The history of those buildings must be incredible. Thanks for sharing!


----------



## ProWallGuy (Apr 7, 2007)

JNLP said:


> http://forum.treasurenet.com/


Holy crap, that site is freakin cool! :thumbsup:
If you don't see me for a couple days, someone please go there and pull me out.


----------



## nEighter (Nov 14, 2008)

JNLP said:


> Thanks for the share. I enjoy looking over posts at http://forum.treasurenet.com/ here & there at the crazy things people find. Makes me wonder sometimes a little too much.


Hey I bookmarked that site! Good stuff :thumbsup: Where I paint was a famous battle of the Civil War. Harrisonville, MO. From what I hear they have artifacts at the city hall.. not sure but like bullets that hit each other and cannon balls. I want to say they have some old buildings that were around around that time that have bullets still lodged in em..


----------



## JNLP (Dec 13, 2007)

I stumbled on it by accident doing some history research on the areas I travel alot. Probably my favorite site on the internet now. Enough interesting posts/stories to keep you busy the whole winter, and thinking of how much you want to spend on a metal detector come summer. :laughing:

I've been looking up old maps of the areas around here out of curiousity. Read around there long enough you'll be doing the same I promise. Found alot of interesting maps/photos. So crazy how much isn't here anymore & at the same time how much more is here over the past 100-200 years. Found a site with alot of quality photos of the 1920s. I'm going to have them all printed so I can go around & take exact photos of the same places now for a fun little project when the weather's nice.


----------



## nEighter (Nov 14, 2008)

how much is a decent detector?


----------



## TooledUp (May 17, 2008)

JNLP said:


> Thanks for the share. I enjoy looking over posts at http://forum.treasurenet.com/ here & there at the crazy things people find. Makes me wonder sometimes a little too much. :thumbsup:


Yeah that is a cool site :thumbsup:. Some intersting finds on there.




sage said:


> That is so cool. Will it be demolished?
> Sage


Yup it's all coming down. Maybe they'll find some old tools of the trade amongst the rubble.


----------



## Bender (Aug 10, 2008)

Thats impressive Tooled. I hope it lives another 150 years.

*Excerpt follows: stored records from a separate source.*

PR #539, opened 2015-09-15
Improved linear-gradient mixin

Alroniks:
Related to https://oat-sa.atlassian.net/browse/TAO-1243 and https://github.com/oat-sa/extension-tao-testqti/pull/195

This fix allow use list of color with positions.
In past: 
```sass
@include linear-gradient((color1, color2, color3)) // generates gradient with 33,333% per color
```

Now you can define color and position:
```sass
@include linear-gradient((color1 0px, color2 30px, color3 50px))
```

### DIFF
--- a/views/scss/inc/_functions.scss
+++ b/views/scss/inc/_functions.scss
@@ -11,6 +11,13 @@
     }
 }
 
+/*
+Usage:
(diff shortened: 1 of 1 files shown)


krampstudio:
cool!
Could you also add some comments on top of the mixin in order to describe the possible parameters

Alroniks:
@krampstudio Added comment with usage instactions

PR #541, opened 2015-09-16
validate method return true to avoid constraints on password

antoinerobin:


jbout:
While this fix works around the validation issue, the validation should be moved to Tao instead as a service that can be overriden properly.

PR #542, opened 2015-09-16
Fixed displaying focusing on search result in ontology tree if requir…

boajer:
…ed instance don't fit in first offset window


jbout:
usage of parameter $openNodes makes code hard to understand and error prone

PR #543, opened 2015-09-17
added partial class to select2-search-choice

ssipasseuth:


views/scss/inc/_select2.scss
```diff
@@ -510,6 +510,10 @@ disabled look for disabled choices in the results dropdown
     user-select: none;
 
     background-color: #e4e4e4;
+    
+    &.partial {
+        background-color: #fefefe;
```
krampstudio: Shouldn't we use a color variable to be able to theme it more easily ?

PR #547, opened 2015-09-21
function overloading

hutnikau:
This functionality needed for developing the form validator (though can be helpful in other parts of tao).

### DIFF
--- a/views/js/core/functionOverload.js
+++ b/views/js/core/functionOverload.js
@@ -1,0 +1,64 @@
+/**
+ * This program is free software; you can redistribute it and/or
+ * modify it under the terms of the GNU General Public License
+ * as published by the Free Software Foundation; under version 2
+ * of the License (non-upgradable).
+ *
+ * This program is distributed in the hope that it will be useful,
+ * but WITHOUT ANY WARRANTY; without even the implied warranty of
+ * MERCHANTABILITY or FITNESS FOR A PARTICULAR PURPOSE.  See the
+ * GNU General Public License for more details.
+ *
+ * You should have received a copy of the GNU General Public License
+ * along with this program; if not, write to the Free Software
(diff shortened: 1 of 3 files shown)


ssipasseuth:
Since I am not sure about this one, I would delegate this to @krampstudio

krampstudio:
I'll reject this PR because it's not a good idea to have some kind of polymorphism based on arguments. 
In JS polymorphism is usually achieved using the Prototype chain, but for TAO we choose to use Prototyping only when it's really required (I would say hardly ever). We decide to use the patterns that are closest to the JS lang :
 - factory
 - mixins
 - delegation
 - forwarding
 - provider/consumer
 - observer/observable
 - ...

some of those concepts are explained in http://raganwald.com/2014/04/10/mixins-forwarding-delegation.html .

Also our choice to put aside the prototype is to avoid the traps of classical inheritance model and pretending a class based OO programming when it's based on prototype... 

For the validator, you can describe me what you want to achieve (ie. having different behavior using the same validator?) and we can draft the patterns you'll need.

hutnikau:
Function overload it's quite common pattern which is used in a lot of libraries (jQuery for example) and can be really useful.

For example this functionality can help in this part of code:
https://github.com/oat-sa/tao-core/blob/master/views/js/ui/validator.js#L4-L42

This function is very messy. It expects to receive different number of arguments and arguments of different type. It's very difficult to document properly such functions (impossible to describe parameters) and difficult to understand, debug and maintain.

We can rectify this situation using function overloader:

```
/**
 * jsDoc here 
 */
functionOverload.addMethod($.fn. 'validator', function (options) {
     //initialize
});

/**
 * jsDoc here 
 */
functionOverload.addMethod($.fn. 'validator', function (method, methodOptions) {
     //call method
});
```
And so on.

Such approach looks much better and more understandable.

Thanks JNLP You gave me gold fever. Now the winter is getting long...


----------



## JNLP (Dec 13, 2007)

nEighter said:


> how much is a decent detector?


Not too educated on them with what kind for what & brands. Average decent "hobby" looking ones that I was looking at were ranging from $500-$750. You can find them anywhere between $50-$5000+ though.


----------



## ewingpainting.net (Jun 2, 2008)

My $5000.00 detecter is being shiped. I figure just got to find a few of those rare coins to pay for it. What's the chances it would be in my own back yard?


----------



## daArch (Mar 15, 2008)

OH HELL, why waste that kind of money on a detector when it could be right behind that all you're painting:

Remember this one?

http://www.wtopnews.com/index.php?nid=456&sid=1309240


I'd cut and paste, but it says, "Copyright 2007 The Associated Press. All rights reserved. This material may not be published, broadcast, rewritten or redistributed."


----------



## JNLP (Dec 13, 2007)

daArch said:


> OH HELL, why waste that kind of money on a detector when it could be right behind that all you're painting:
> 
> Remember this one?
> 
> ...


My parents house is around 100 years old. When I was little growning up my dad used to tell me a story of how when he was doing some remodeling he found a note in a wall with hints to where the owner hid all his money. Not sure if it was true or not, but he kept me very busy with my shovel & very temped to demo all the walls looking for the next clue. Even if it was a lie, he'd probably still not tell me the truth today.


----------



## TooledUp (May 17, 2008)

JNLP said:


> My parents house is around 100 years old. When I was little growning up my dad used to tell me a story of how when he was doing some remodeling he found a note in a wall with hints to where the owner hid all his money. Not sure if it was true or not, but he kept me very busy with my shovel & very temped to demo all the walls looking for the next clue. Even if it was a lie, he'd probably still not tell me the truth today.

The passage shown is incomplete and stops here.